» **Required work**: Each line of the listing below must be set down exactly.

» **Records provided**:
PR #586, opened 2020-02-06
Made improvement in sugarizer spiral.

### LINKED ISSUE #579: Improve Sugarizer spiral in home view
I think The activity icons on the main page are a little bit packed between 2 different radiuses. They need to be seperated a little bit to give the spiral feels which can be accomplished by improving the css of the main panel. Also the journal icon must be a little above and should look different than the usual activities.
Screenshot from 2020-01-26 17-07-45

Swayamsvk:
- fixes #579 

- Sugariser spiral improved.
Screenshot from 2020-02-06 20-45-14


llaske:
I don't see where is the improvement here: it take more place and don't give more visibility to icons.

Swayamsvk:
Actually I have increased the space between two radiuses. Should I increase the space between the two radiuses So that they look more distinct?

llaske:
You should try to reproduce the way Sugar work. Just increase spacing will not change everything.

Please, write correctly the name of the project.

Swayamsvk:
Sorry @llaske for the spelling mistake. I will try to make the changes according to you. Thank you.

Swayamsvk:
@llaske actually I can't understand how the spacing between different activities is being manipulated can you please help me?

Swayamsvk:
@llaske actually I am having some problems in manipulating the space between different activities can you help me by at least specifying where it is being manipulated I can do the rest. Thank you

llaske:
@Swayamsvk everything is in the draw method [here](https://github.com/llaske/sugarizer/blob/dev/js/homeview.js#L263). Icon size and padding then distribution of icons in the spiral are computed in this method.

Swayamsvk:
Screenshot from 2020-03-11 00-19-42

Swayamsvk:
@llaske I think I have fixed this issue please review this PR.

llaske:
Hmmm. Shortly you've just:
* Reduce the icon size to 45 instead of 55
* Increase the space factor to 1.41 instead of 1.21
* Add 25 to the radius 

I'm not in favor of reducing the icon size because it should be large enough to be clickable by hand.
Plus it don't solve the issue that the spiral is not smooth.

The better solution should be to compute a real [Archimedean spiral](https://en.wikipedia.org/wiki/Archimedean_spiral).

Swayamsvk:
Ok, I will work on it.

Swayamsvk:
@llaske So, basically I have to increase the spacing between the activity icons and make it a proper archimedean spiral so that the icons look more detailed and organised

llaske:
@Swayamsvk yes that's the idea.

Swayamsvk:
Screenshot from 2020-03-13 03-41-09

Swayamsvk:
How about this @llaske ?

llaske:
It's not an archimedean spiral: look the height gap between Record activity icon and Abecedarium icon.
You can't fix this issue without updating the current algorithm used to compute icon position and replace it by the archimedean spiral formulae.

llaske:
Fixed in https://github.com/llaske/sugarizer/commit/e24a3d80fb23dbb06fb1e8fd8a25e9c929eaa139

» **Your solution**:
PR #586, opened 2020-02-06
Made improvement in sugarizer spiral.

### LINKED ISSUE #579: Improve Sugarizer spiral in home view
I think The activity icons on the main page are a little bit packed between 2 different radiuses. They need to be seperated a little bit to give the spiral feels which can be accomplished by improving the css of the main panel. Also the journal icon must be a little above and should look different than the usual activities.
Screenshot from 2020-01-26 17-07-45

Swayamsvk:
- fixes #579 

- Sugariser spiral improved.
Screenshot from 2020-02-06 20-45-14


llaske:
I don't see where is the improvement here: it take more place and don't give more visibility to icons.

Swayamsvk:
Actually I have increased the space between two radiuses. Should I increase the space between the two radiuses So that they look more distinct?

llaske:
You should try to reproduce the way Sugar work. Just increase spacing will not change everything.

Please, write correctly the name of the project.

Swayamsvk:
Sorry @llaske for the spelling mistake. I will try to make the changes according to you. Thank you.

Swayamsvk:
@llaske actually I can't understand how the spacing between different activities is being manipulated can you please help me?

Swayamsvk:
@llaske actually I am having some problems in manipulating the space between different activities can you help me by at least specifying where it is being manipulated I can do the rest. Thank you

llaske:
@Swayamsvk everything is in the draw method [here](https://github.com/llaske/sugarizer/blob/dev/js/homeview.js#L263). Icon size and padding then distribution of icons in the spiral are computed in this method.

Swayamsvk:
Screenshot from 2020-03-11 00-19-42

Swayamsvk:
@llaske I think I have fixed this issue please review this PR.

llaske:
Hmmm. Shortly you've just:
* Reduce the icon size to 45 instead of 55
* Increase the space factor to 1.41 instead of 1.21
* Add 25 to the radius 

I'm not in favor of reducing the icon size because it should be large enough to be clickable by hand.
Plus it don't solve the issue that the spiral is not smooth.

The better solution should be to compute a real [Archimedean spiral](https://en.wikipedia.org/wiki/Archimedean_spiral).

Swayamsvk:
Ok, I will work on it.

Swayamsvk:
@llaske So, basically I have to increase the spacing between the activity icons and make it a proper archimedean spiral so that the icons look more detailed and organised

llaske:
@Swayamsvk yes that's the idea.

Swayamsvk:
Screenshot from 2020-03-13 03-41-09

Swayamsvk:
How about this @llaske ?

llaske:
It's not an archimedean spiral: look the height gap between Record activity icon and Abecedarium icon.
You can't fix this issue without updating the current algorithm used to compute icon position and replace it by the archimedean spiral formulae.

llaske:
Fixed in https://github.com/llaske/sugarizer/commit/e24a3d80fb23dbb06fb1e8fd8a25e9c929eaa139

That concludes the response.